[Items from a dataset]
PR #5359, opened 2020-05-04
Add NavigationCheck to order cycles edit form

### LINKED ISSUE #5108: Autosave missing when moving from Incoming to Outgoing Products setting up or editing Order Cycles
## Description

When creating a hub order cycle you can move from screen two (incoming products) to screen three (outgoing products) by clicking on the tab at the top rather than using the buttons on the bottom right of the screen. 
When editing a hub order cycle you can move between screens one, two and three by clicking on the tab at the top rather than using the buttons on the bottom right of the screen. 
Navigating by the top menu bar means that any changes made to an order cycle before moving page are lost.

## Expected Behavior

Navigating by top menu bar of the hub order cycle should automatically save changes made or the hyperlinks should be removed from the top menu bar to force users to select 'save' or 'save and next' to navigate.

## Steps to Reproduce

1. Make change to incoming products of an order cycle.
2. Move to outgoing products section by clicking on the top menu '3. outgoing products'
---
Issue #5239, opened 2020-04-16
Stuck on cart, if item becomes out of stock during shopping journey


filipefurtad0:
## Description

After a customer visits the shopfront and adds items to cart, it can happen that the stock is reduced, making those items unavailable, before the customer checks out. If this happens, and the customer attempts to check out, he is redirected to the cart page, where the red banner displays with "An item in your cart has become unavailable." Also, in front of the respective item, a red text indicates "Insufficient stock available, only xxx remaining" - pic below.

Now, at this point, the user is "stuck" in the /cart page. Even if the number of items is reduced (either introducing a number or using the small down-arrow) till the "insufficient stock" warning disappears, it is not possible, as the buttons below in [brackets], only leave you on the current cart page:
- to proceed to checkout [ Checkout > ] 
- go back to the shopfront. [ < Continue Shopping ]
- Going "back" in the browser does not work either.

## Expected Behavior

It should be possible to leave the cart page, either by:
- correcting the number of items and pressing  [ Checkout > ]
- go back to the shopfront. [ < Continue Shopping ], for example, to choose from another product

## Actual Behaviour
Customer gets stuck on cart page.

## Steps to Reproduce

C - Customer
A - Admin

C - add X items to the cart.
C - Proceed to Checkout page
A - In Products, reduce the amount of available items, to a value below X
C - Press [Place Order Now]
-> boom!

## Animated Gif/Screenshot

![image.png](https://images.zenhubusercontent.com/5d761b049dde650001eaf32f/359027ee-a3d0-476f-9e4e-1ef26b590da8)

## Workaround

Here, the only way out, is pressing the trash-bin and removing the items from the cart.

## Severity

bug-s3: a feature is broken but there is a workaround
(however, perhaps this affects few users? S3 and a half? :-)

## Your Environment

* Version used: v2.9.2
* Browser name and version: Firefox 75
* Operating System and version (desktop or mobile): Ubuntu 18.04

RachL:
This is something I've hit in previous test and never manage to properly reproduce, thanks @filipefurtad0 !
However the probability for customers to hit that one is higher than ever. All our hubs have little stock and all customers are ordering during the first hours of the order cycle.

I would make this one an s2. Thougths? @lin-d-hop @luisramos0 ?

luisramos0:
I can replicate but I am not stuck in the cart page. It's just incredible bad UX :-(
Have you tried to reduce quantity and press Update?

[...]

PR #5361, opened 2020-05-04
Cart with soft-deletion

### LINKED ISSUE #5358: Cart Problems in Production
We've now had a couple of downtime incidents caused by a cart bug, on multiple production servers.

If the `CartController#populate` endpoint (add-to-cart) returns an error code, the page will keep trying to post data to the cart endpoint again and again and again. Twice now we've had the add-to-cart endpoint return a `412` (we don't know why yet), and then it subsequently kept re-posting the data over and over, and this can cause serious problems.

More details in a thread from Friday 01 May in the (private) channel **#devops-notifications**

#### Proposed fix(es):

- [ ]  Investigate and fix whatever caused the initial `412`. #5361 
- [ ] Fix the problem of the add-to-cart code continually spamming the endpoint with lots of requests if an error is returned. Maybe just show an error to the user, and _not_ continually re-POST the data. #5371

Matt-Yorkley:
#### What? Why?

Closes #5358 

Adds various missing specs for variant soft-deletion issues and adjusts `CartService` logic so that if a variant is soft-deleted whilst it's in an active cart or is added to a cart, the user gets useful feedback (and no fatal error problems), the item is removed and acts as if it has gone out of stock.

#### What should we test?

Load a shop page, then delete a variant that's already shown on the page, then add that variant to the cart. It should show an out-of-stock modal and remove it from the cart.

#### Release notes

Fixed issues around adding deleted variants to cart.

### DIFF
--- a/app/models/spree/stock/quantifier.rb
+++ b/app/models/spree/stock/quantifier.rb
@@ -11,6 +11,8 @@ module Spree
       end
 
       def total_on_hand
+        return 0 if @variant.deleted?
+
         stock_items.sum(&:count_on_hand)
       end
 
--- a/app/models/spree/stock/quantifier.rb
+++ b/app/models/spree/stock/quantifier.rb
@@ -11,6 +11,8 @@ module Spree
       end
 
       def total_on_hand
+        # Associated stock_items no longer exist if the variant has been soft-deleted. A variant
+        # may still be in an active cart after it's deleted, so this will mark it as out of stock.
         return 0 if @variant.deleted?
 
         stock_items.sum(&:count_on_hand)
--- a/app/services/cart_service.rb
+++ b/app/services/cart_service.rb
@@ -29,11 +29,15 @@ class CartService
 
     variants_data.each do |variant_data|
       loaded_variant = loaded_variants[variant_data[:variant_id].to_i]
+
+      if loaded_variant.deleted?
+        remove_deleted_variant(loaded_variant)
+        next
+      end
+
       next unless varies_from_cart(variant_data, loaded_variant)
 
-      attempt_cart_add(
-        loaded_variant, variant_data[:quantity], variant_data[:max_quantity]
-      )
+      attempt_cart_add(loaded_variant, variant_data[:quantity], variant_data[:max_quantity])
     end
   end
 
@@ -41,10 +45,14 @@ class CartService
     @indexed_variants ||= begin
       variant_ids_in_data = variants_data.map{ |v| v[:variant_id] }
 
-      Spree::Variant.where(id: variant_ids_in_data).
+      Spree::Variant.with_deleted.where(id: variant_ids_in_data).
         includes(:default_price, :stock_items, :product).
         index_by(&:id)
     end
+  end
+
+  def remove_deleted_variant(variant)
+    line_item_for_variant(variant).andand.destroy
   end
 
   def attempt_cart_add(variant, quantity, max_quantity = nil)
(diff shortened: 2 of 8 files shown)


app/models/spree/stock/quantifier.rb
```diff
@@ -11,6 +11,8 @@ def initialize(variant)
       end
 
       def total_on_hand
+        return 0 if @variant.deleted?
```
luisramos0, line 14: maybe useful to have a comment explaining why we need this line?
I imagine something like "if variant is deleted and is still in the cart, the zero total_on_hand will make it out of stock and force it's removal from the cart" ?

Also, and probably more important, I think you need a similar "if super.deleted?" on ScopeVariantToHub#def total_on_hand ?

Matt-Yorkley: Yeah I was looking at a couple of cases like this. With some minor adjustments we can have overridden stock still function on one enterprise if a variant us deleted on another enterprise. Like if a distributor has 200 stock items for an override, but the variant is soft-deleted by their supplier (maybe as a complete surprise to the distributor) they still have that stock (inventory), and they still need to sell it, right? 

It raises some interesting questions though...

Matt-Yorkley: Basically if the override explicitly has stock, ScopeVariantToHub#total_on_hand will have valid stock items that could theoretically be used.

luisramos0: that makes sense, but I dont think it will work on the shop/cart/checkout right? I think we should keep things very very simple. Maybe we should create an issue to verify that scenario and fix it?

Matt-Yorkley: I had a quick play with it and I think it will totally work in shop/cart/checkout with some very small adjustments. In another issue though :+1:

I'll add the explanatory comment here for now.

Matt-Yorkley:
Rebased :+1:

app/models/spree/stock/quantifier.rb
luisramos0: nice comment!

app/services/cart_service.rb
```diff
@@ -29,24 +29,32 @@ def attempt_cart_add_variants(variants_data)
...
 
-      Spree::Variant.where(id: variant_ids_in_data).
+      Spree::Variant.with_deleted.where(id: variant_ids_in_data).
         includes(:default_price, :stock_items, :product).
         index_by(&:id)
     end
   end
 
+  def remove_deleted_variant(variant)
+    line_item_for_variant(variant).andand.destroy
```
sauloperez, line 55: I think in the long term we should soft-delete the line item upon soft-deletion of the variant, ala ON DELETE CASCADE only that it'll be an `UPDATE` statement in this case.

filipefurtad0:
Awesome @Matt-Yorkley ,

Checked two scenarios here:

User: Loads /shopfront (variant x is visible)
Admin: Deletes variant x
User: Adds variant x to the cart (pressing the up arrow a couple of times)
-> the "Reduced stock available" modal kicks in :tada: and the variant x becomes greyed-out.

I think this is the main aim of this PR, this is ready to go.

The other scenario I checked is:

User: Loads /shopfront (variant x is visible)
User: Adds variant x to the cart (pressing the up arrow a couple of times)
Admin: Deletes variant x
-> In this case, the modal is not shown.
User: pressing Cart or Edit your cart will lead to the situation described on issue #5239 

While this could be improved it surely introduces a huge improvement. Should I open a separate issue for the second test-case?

* [To do]: Which lines above run from the one containing "- correcting the" down to the one containing "## Workaround"? Repeat exactly those, both ends included, and nothing else.

* [Output]:
- correcting the number of items and pressing  [ Checkout > ]
- go back to the shopfront. [ < Continue Shopping ], for example, to choose from another product

## Actual Behaviour
Customer gets stuck on cart page.

## Steps to Reproduce

C - Customer
A - Admin

C - add X items to the cart.
C - Proceed to Checkout page
A - In Products, reduce the amount of available items, to a value below X
C - Press [Place Order Now]
-> boom!

## Animated Gif/Screenshot

![image.png](https://images.zenhubusercontent.com/5d761b049dde650001eaf32f/359027ee-a3d0-476f-9e4e-1ef26b590da8)

## Workaround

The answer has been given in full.